PR #2424, opened 2019-01-23
Propose a deprecation policy.

brendan-ai2:
- Examples of when backward compatibility is likely to be an issue.
- Suggestions for ensuring compatibility.
- Mechanics for deprecating.

### DIFF
--- a/DEPRECATION.md
+++ b/DEPRECATION.md
@@ -22,7 +22,7 @@ Say you've found some old code that needs some care. You have a fix in mind, may
 
 1. Determine whether backward compatibility is even an issue.
 
-    __Likely safe__
+    ####Likely safe
 
   * New code
   * Internal code _TODO: How is this determined?_
--- a/DEPRECATION.md
+++ b/DEPRECATION.md
@@ -22,7 +22,7 @@ Say you've found some old code that needs some care. You have a fix in mind, may
 
 1. Determine whether backward compatibility is even an issue.
 
-  __Likely safe__
+  Why does this not work? __Likely safe__
 
   * New code
   * Internal code _TODO: How is this determined?_
--- a/DEPRECATION.md
+++ b/DEPRECATION.md
@@ -23,11 +23,13 @@ Say you've found some old code that needs some care. You have a fix in mind, may
 1. Determine whether backward compatibility is even an issue.
 
   __Likely safe__
+
   * New code
   * Internal code _TODO: How is this determined?_
   * Implementation change only
 
   __Care required__
+
   * File/class/function names
     * Including names passed to `Registrable.register`!
   * Function signatures
@@ -37,15 +39,18 @@ Say you've found some old code that needs some care. You have a fix in mind, may
 2. If so, first consider how critical the change is.
 
   __Non-critical__
+
   * Minor name changes
   * "Cleaner" APIs with no functional benefit
 
   __Medium__
+
   * Name/API that is actively confusing multiple users.
     * This means Github issues, messages on user channels, etc.
   * Useful new feature
 
   __High__
+
   * Major bugs
 
 3. Non-critical changes we should happily avoid. Otherwise, let's try to make the change in a backward compatible manner. Options include:
--- a/DEPRECATION.md
+++ b/DEPRECATION.md
@@ -1,0 +1,85 @@
+# Deprecation Policy Proposal
+
+As AllenNLP matures we will inevitably need to deprecate old models, interfaces and features. This document provides guidelines that attempt to minimize churn. Reducing churn helps users build next generation models with tools they've already mastered.
+
+### Terminology note
+
+We _deprecate_ some component to communicate that a preferred alternative exists. A _deprecated_ component does not necessarily have to be _removed_ from the library.
+
+### Goals
+
+1. Promote backward compatibility where not onerous.
+2. Describe code-level and release process for both deprecation and removal.
+
+### Non-goals
+
+1. Eliminate all deprecation and removal.
+2. Legislate. Good judgment by AllenNLP developers is much preferred.
+
+## Decision Flow
+
+Say you've found some old code that needs some care. You have a fix in mind, maybe already a PR. Great, let's get it merged! But let's give some thought to backward compatibility along the way.
+
+1. Determine whether backward compatibility is even an issue.
+
+### Likely safe
+* New code
+* Internal code _TODO: How is this determined?_
+* Implementation change only
+
+### Care required
+* File/class/function names
+  * Including names passed to `Registrable.register`!
+* Function signatures
+* Jsonnet config
+* Model internals that affect shape of saved weights
+
+2. If so, first consider how critical the change is.
+
+### Non-critical
+* Minor name changes
+* "Cleaner" APIs with no functional benefit
+
+### Medium
+* Name/API that is actively confusing multiple users.
+  * This means Github issues, messages on user channels, etc.
+* Useful new feature
+
+### High
+* Major bugs
+
+3. Non-critical changes we should happily avoid. Otherwise, let's try to make the change in a backward compatible manner. Options include:
+
+* When deprecating, say, a class, leave a shim to its replacement.
+* A function signature can likely be changed with a keyword argument.
+* You can decorate with `Registrable.register` multiple times.
+* Features can be hidden behind flags.
+* Files can simply be forked. (for extreme cases)
+
+Likely no deprecation needs to occur in this case. However, in the spirit of TOOWTDI, one may still mark the old component as deprecated while _not_ removing it. Usages in AllenNLP should be removed so that our warnings are not spammy. Though silencing warnings is an option, we should "eat our own dog food" or we can hardly expect our users to migrate.
+
+4. No backward compatible change can be made.
+
+In this situation it's adivsable to consult with other developers. Hopefully they can propose an alternative solution or help mitigate the churn during the change.
+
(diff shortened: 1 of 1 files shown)


brendan-ai2:
@schmmd, rough draft of the deprecation proposal is here. Let me know what you think!

DEPRECATION.md
```diff
@@ -0,0 +1,91 @@
...
+    * New code
+    * Internal code _TODO: How is this determined?_
+    * Implementation change only
+
+  * __Care required__
+
+    * File/class/function names
+      * Including names passed to `Registrable.register`!
+    * Function signatures
+    * Jsonnet config
```
matt-gardner: I'm not sure what this means.  Do you mean changing an existing file in `training_config`?  Or something else?

DEPRECATION.md
```diff
@@ -0,0 +1,91 @@
...
+
+    * Name/API that is actively confusing multiple users.
+      * This means Github issues, messages on user channels, etc.
+    * Useful new feature
+
+  * __High__
+
+    * Major bugs
+
+3. Non-critical changes we should happily avoid. Otherwise, let's try to make the change in a backward compatible manner.
```
matt-gardner: I presume you mean "Non-critical, backwards incompatible changes".

DEPRECATION.md
```diff
@@ -0,0 +1,91 @@
...
+
+  * Options include:
+    * When deprecating, say, a class, leave a shim to its replacement.
+    * A function signature can likely be changed with a keyword argument.
+    * You can decorate with `Registrable.register` multiple times.
+    * Features can be hidden behind flags.
+    * Files can simply be forked. (for extreme cases)
+
+  * Likely no deprecation needs to occur in this case. However, in the spirit of TOOWTDI, one may still mark the old component as deprecated while _not_ removing it. Usages in AllenNLP should be removed so that our warnings are not spammy. Though silencing warnings is an option, we should "eat our own dog food" or we can hardly expect our users to migrate.
```
matt-gardner: Not sure "TOOWTDI" helps - I had to look up what it stood for, and I imagine that's true of most readers.

DEPRECATION.md
```diff
@@ -0,0 +1,91 @@
...
+
+4. No backward compatible change can be made.
```
matt-gardner: Nit: 1 and 2 are steps in a decision process, while 3 and 4 aren't worded to fit in with how this section started.

DEPRECATION.md
schmmd: I had to look it up too.  "in the spirit of maintaining a single way of doing things"

DEPRECATION.md
```diff
@@ -0,0 +1,91 @@
...
+    * The code should live for at least one full minor version and 3 months before removal.
+      * e.g., if you're committing the deprecation to master while version 0.8.4 is out, then it should live throughout version 0.9 and can first be removed in version 0.10.0.
+      * If this isn't possible, consult with other developers. You should have a quite compelling rationale.
+
+2. Remove any AllenNLP usages of the deprecated feature to avoid warnings.
+  * Suppressing warnings should be done rarely. [See here for instance.](https://github.com/allenai/allennlp/blob/9719b5c71207e642276fb1209ea1a4c8467e0792/allennlp/modules/token_embedders/embedding.py#L14)
+
+3. Wait
+
+4. Coordinate your removal PR such that it will go into at least a minor release, i.e. m.n.0.
```
schmmd: I'm not sure it's realistic for people who deprecated a feature to follow up in 3 months--particularly if they are an outside contributor.  What has been happening is that people add an issue to a future milestone (out two full release versions) but we don't have a great process for actually doing the deprecation when the time comes.  There's often other pressures to get the release done promptly

Do we expect the deprecator or the releaser to do the final removal?  I'm not sure.

DEPRECATION.md
```diff
@@ -0,0 +1,91 @@
...
+## Decision Flow
+
+Say you've found some old code that needs some care. You have a fix in mind, maybe already a PR. Great, let's get it merged! But let's give some thought to backward compatibility along the way.
+
+1. Determine whether backward compatibility is even an issue.
+
+  * __Likely safe__
+
+    * New code
+    * Internal code _TODO: How is this determined?_
```
brendan-ai2: @schmmd pointed out that it's unclear what internal code is. And I agree! :) Do we have anything in place right now to deal with this? Are there common practices in the Python community that we can adopt? This is an area I'm quite interested in getting feedback!

DEPRECATION.md
```diff
@@ -0,0 +1,91 @@
...
+
+As AllenNLP matures we will inevitably need to deprecate old models, interfaces and features. This document provides guidelines that attempt to minimize churn. Reducing churn helps users build next generation models with tools they've already mastered.
+
+### Terminology note
+
+We _deprecate_ some component to communicate that a preferred alternative exists. A _deprecated_ component does not necessarily have to be _removed_ from the library.
+
+### Goals
+
+1. Promote backward compatibility where not onerous.
```
brendan-ai2: Changed to simply "Promote backward compatibility". @schmmd , let me know if that usage strikes you as being alright. I'm a bit worried saying "when reasonable" softens things too much.

DEPRECATION.md
brendan-ai2: Added a note on using issues and that "another developer" may be the one to handle the removal PR.

DEPRECATION.md
```diff
@@ -0,0 +1,91 @@
...
+
+  * Options include:
+    * When deprecating, say, a class, leave a shim to its replacement.
+    * A function signature can likely be changed with a keyword argument.
+    * You can decorate with `Registrable.register` multiple times.
+    * Features can be hidden behind flags.
+    * Files can simply be forked. (for extreme cases)
+
+  * Likely no deprecation needs to occur in this case. However, in the spirit of TOOWTDI, one may still mark the old component as deprecated while _not_ removing it. Usages in AllenNLP should be removed so that our warnings are not spammy. Though silencing warnings is an option, we should "eat our own dog food" or we can hardly expect our users to migrate.
+
```
brendan-ai2: @schmmd , also I'm not sure I understand your point (delivered offline) about not emitting deprecation warnings. I do currently see them when I run pytest. Didn't we discuss this as one issue with softly deprecating features?

DEPRECATION.md
schmmd: Love it.

DEPRECATION.md
schmmd: @brendan-ai2 we wont have any warnings once https://github.com/allenai/allennlp/pull/2282 merges--and no deprecations should introduce any warnings.

schmmd:
A nit is that the bullets that are in-line with the numbers makes this quite hard to read.  I think this would be easier to read if you rely more on subsections and less on numberic lists.

DEPRECATION.md
```diff
@@ -0,0 +1,100 @@
...
+    * We should support whichever is longest.
+    * The code should live for at least one full minor version and 3 months before removal.
+      * e.g., if you're committing the deprecation to master while version 0.8.4 is out, then it should live throughout version 0.9 and can first be removed in version 0.10.0.
+      * In particular, this should be at least a minor release, i.e. m.n.0.
+      * If this isn't possible, consult with other developers. You should have a compelling rationale.
+
+2. Remove any AllenNLP usages of the deprecated feature to avoid warnings.
+  * Suppressing warnings should be done rarely. [See here for instance.](https://github.com/allenai/allennlp/blob/9719b5c71207e642276fb1209ea1a4c8467e0792/allennlp/modules/token_embedders/embedding.py#L14)
+
+3. Create a Github issue for the actual removal and wait for the requisite removal release.
```
schmmd: I think we need to associate the GitHub issue with a milestone corresponding to the future release in which you would like the component to be removed.  Otherwise we'll lose track of it.

DEPRECATION.md
brendan-ai2: I read the discussion for https://github.com/allenai/allennlp/pull/2282 and that's not how I interpreted it. It seems like we absolutely want to warn when we use a deprecated component. Otherwise how are we going to track down the usages?

For instance:
https://github.com/allenai/allennlp/pull/2282#issuecomment-452048702
https://github.com/allenai/allennlp/pull/2282#discussion_r245492233

DEPRECATION.md
brendan-ai2: I'm somewhat conflicted here. We don't currently appear to have any future milestones. So this would mean the deprecator would need to create a new release milestone. Are we really using them extensively? I don't want to create potential busywork.

My counterpoint would be that if no one is driving the removal forward, it's clearly not urgent. Our periodic issue sweeps would then seem sufficient. (In other words, if we intend to deprecate in version 0.10.0, but actually deprecate in version 0.11.0, that's a totally acceptable outcome.)

schmmd: @brendan-ai2 we've used milestones up to the 0.8.0 release.  They're often invaluable for making sure we tie up loose ends before a release.  Often there are a number of issues / PRs people want merged before a release is cut--and this is an effective method of managing them.

https://github.com/allenai/allennlp/milestones?state=closed

schmmd: I think my point is we should continue to use milestones to manage releases.  I think your point is that we don't necessarily need to put deprecations on milestones, which is fine.  We should make the "will be removed on or after X" instead of the "will be removed in X" as we have been in deprecation warnings.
______________________________
Requirement: Using the listing, copy every line where the word "deprecations" shows up.

Expected answer:
schmmd: @brendan-ai2 we wont have any warnings once https://github.com/allenai/allennlp/pull/2282 merges--and no deprecations should introduce any warnings.
schmmd: I think my point is we should continue to use milestones to manage releases.  I think your point is that we don't necessarily need to put deprecations on milestones, which is fine.  We should make the "will be removed on or after X" instead of the "will be removed in X" as we have been in deprecation warnings.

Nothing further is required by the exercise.